SdBot represents the large family of backdoors - hacker's remote access tools.
Once detected, the F-Secure security product will automatically disinfect the suspect file by either deleting it or renaming it.
Detailed instructions for F-Secure security products are available in the documentation found in the Downloads section of our Home - Global site.
You may also refer to the Knowledge Base on the F-Secure Community site for further assistance.
These tools allow to contol victims' computers remotely by sending specific commands via IRC channels. Also these backdoors can steal data, spread to local network and to computers vulnerable to exploits.

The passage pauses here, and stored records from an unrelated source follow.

PR #254, opened 2020-09-11
Toggle project services

### LINKED ISSUE #207: Add ability to toggle project services on/off per environment
At the moment all the environment specific configuration overlays are used to control the generated manifests, however, there is no way to control what goes in that specific environment in terms of components. 

Add ability to control component presence per env.  

This could be potentially just another label which then informs business logic to exclude / include the component when generating manifests.

marcinc:
Resolves #207

### DIFF
--- a/pkg/kev/converter/kubernetes/project_service.go
+++ b/pkg/kev/converter/kubernetes/project_service.go
@@ -34,6 +34,17 @@ import (
 	"k8s.io/apimachinery/pkg/util/intstr"
 )
 
+// enabled returns Bool telling Kev whether app component is enabled/disabled
+func (p *ProjectService) enabled() bool {
+	if val, ok := p.Labels[config.LabelComponentEnabled]; ok {
+		if val == "false" {
+			return false
+		}
+	}
+
+	return true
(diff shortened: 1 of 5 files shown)


pkg/kev/converter/kubernetes/project_service.go
```diff
@@ -34,6 +34,17 @@ import (
 	"k8s.io/apimachinery/pkg/util/intstr"
 )
 
+// enabled returns Bool telling Kev whether app component is enabled/disabled
+func (p *ProjectService) enabled() bool {
+	if val, ok := p.Labels[config.LabelComponentEnabled]; ok {
+		if val == "false" {
+			return false
+		}
```
ezodude, line 42: This can introduce some subtle issues, e.g. misspelling false will trigger that the service is `enabled`.

IMO, we should parse the value to ensure we have a bool and act accordingly. Maybe something like `strconv.ParseBool()` can help?

ezodude (commented):
Make sense. Left an implementation comment.

ezodude (approved):

PR #258, opened 2020-09-11
Add support for Pod fields in environment variables

### LINKED ISSUE #182: Add support for Pod fields in environment variables

marcinc:
Resolves #182

### DIFF
--- a/pkg/kev/converter/kubernetes/transform.go
+++ b/pkg/kev/converter/kubernetes/transform.go
@@ -1151,37 +1151,65 @@ func (k *Kubernetes) configEnvs(projectService ProjectService) ([]v1.EnvVar, err
 			v = &temp
 		}
 
-		// @step check whether env var value references secret or configmap
-		// e.g. `secret.my-secret-name.my-key`, `config.my-config-name.config-key`
+		// @step generate EnvVar spec and handle special value reference cases for `secret`, `configmap` or `pod` field
+		// e.g. `secret.my-secret-name.my-key`, `config.my-config-name.config-key`, `pod.metadata.namespace`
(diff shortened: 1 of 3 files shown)


pkg/kev/converter/kubernetes/transform.go
```diff
@@ -1151,37 +1151,65 @@ func (k *Kubernetes) configEnvs(projectService ProjectService) ([]v1.EnvVar, err
...
+			paths := []string{
+				"metadata.name", "metadata.namespace", "metadata.labels", "metadata.annotations",
+				"spec.nodeName", "spec.serviceAccountName", "status.hostIP", "status.podIP", "status.podIPs",
+			}
+
+			path := strings.Join(parts[1:], ".")
+
+			sort.Strings(paths)
+			i := sort.SearchStrings(paths, path)
+			if i < len(paths) && paths[i] == path {
```
ezodude, line 1196: I get how you're using `sort.SearchStrings` to find a `path` in `paths`.

Perhaps you can use a simple `Set` to to do the same without having to resort to `sort` and `SearchStrings` ... for e.g. 
```
paths := map[string]bool{
  "metadata.name": true,
 ...
}
...
if paths[path] {
...
}
```

ezodude (commented):
Minor tweak

pkg/kev/converter/kubernetes/transform.go
marcinc: going to turn original string detection in slice into a helper function as it is used in a couple of places now. sort.SearchStrings seem much more elegant than building a map first to find something in it later.

marcinc: ^ Done in the follow up PR: #259

ezodude (approved):
👍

This SDBot variant was first found on May 13th, 2004 in Finland. It uses different exploits including the MSSQL and LSASS exploits to spread to vulnerable computers. The backdoor also can install security patches on an operating system and scan for active ftp servers. Additionally the backdoor removes startup Registry keys for 3 Sasser worm variants.
The backdoor's file is a PE executable about 32 kilobytes long, packed with a modified UPX file compressor.
When the backdoor's file is started, it copies itself as DESKTOP.EXE to Windows System folder and then creates the startup key in the Registry:
where %WinSysDir% represents the Windows System folder name. The backdoor also creates the following Registry keys:
[HKLM\SOFTWARE\Microsoft\MSSQLServer\Client\ConnectTo] "DSQUERY" "DBMSSOCN" [HKLM\SYSTEM\CurrentControlSet\Services\lanmanserver\parameters] "AutoShareServer" = DWORD:0 "AutoShareWks" = DWORD:0 [HKLM\SYSTEM\CurrentControlSet\Control\Lsa] "restrictanonymous" = DWORD:1 [HKLM\SYSTEM\CurrentControlSet\Services\W3SVC\Parameters] "DisableWebDAV" = DWORD:1 "MaxClientRequestBuffer" = DWORD:4000
Then the backdoor installs the ecurity patch KB835732 on Windows 2000 and XP computers by downloading a language-specific version from a Microsoft site and activating it. More information about the security patch can be found here: https://www.microsoft.com/technet/security/bulletin/MS04-011.mspx
The backdoor connects to one of the following IRC servers and creates a bot there:
knix-irc.hopto.org irc.knix.25u.com knix-irc2.hopto.org knix.afraid.org
The following IRC channels are used:
The backdoor can be controled via a bot that it creates. A remote hacker can perform the following actions:
* initialize for spreading cycle * select spreading technique (see below) * remove spreading technique * select IP address range for scan * remove IP address range for scan * start spreading cycle * stop spreading cycle * get spreading cycle status * create a remote shell * autoupdate itself * uninstall itself * download files * start files * execute a command * get bot information * switch to idle mode * delete Registry keys for 3 Sasser worm variants * show log file
The backdoor can spread using the following exploits and applications:
ipc (remote shares) mssql (SQL servers) mssql_udp dcom1 (DCOM RPC) real_serv dame_ware (remote administration software) ms04011 (LSASS) ftp_scan (remote ftp sites)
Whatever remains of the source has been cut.